The 2021 trial protocol states:
Changes in trial design following approval
At the beginning of the study, the upper limit for including patients was extended from initially 6 months to 12 months after diagnosis or hospital discharge (inclusion criterion b). This enhanced the feasibility of the project as patients from the first COVID-19 wave in the Netherlands were then eligible when initiating recruitment in October 2020
So...they stretched entry criteria so they could still include first-wave patients when starting too late to include them (the problem the ZonMw project review pointed out, but they said they could avoid), negating the whole setup and aim of their project doing so. Which they try to justify with:
"In the ReCOVer study the upper limit for including patients was extended from initially 6 months to 12 months after COVID-19 diagnosis or hospital discharge. Despite this extension, we are still able to test whether we can prevent the development of chronic fatigue. Although a duration of 6 months is generally used to define chronic fatigue, this cut-off is somewhat arbitrary. Also in cases where fatigue is present since 12 months after COVID-19 it can be considered as a relatively short duration compared to previous intervention studies where patients have been included with an average fatigue duration up to 5 years)
Of course this is utter bs reasoning, as those studies were not about prevention, but later stage treatment. This is also the same bs reasoning Knoop used in June 2020 to justify possibly extending the recruitment criteria of his "prevention" study from 6 to 7/8 months, now stretched to justify the actual extension from 6 to 12 months.
Also, when someone's incapacitated by "fatigue" for 10 months already you are too late for "prevention".
To call the the six month mark "arbitrary" when discussing the possible extension to 7 or 8 months (with claimed measures in place to avoid that eventuality), was already weak, but here they demonstrate that they truly just declared it "arbitrary" on a whim because they needed it stretched to get to their participant number. Of course acute < 3 months & chronic > six months was simplistic to begin with, but you need to draw a line somewhere, and it was their own assertion this was how it would work, until it didn't suit them.

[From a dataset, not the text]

PR #262, opened 2016-04-17
New Demo GIF

lgeiger:


n-riesco:
I couldn't help trying to read the code while watching the animation and that makes the animation feel a wee too fast. How about adding a comment before each section of code?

In line with this, the recruitment web page clearly said the study was about prevention, but then mentions participants will be 3-9 months since diagnosed with c-19 (so the extended timeframe, no "small steps"), and the questionaire used to see if you might be eligible for participation uses 3-12 months (the "unlikely" scenario). So they recruited for participation assessment in the extended timeframes.
Still, Knoop was sure he would be able to make 114 when he submitted his project plan, so with the stream of self-registers, quickly filling up the study, I reckon it should not have been difficult to get to 114 3-6month patients out of 721 assessments, no? Why was extension necessary for feasability when he says he was swimming in possible participants, "I have never seen a study fill up so quickly."?
This project went from being about prevention (what they got the grant for, it was a special study making use of an "unique opportunity"), to being about prevention while participants were already well into the phase where their "fatigue" was deemed chronic by the researchers themselves (Schrödingers cat has a rival, Knoop's chronic fatigue- It's both preventable
and already chronic), to not being about prevention at all but about up-to-12-month fatigued patients being "less severely fatigued" after CBT.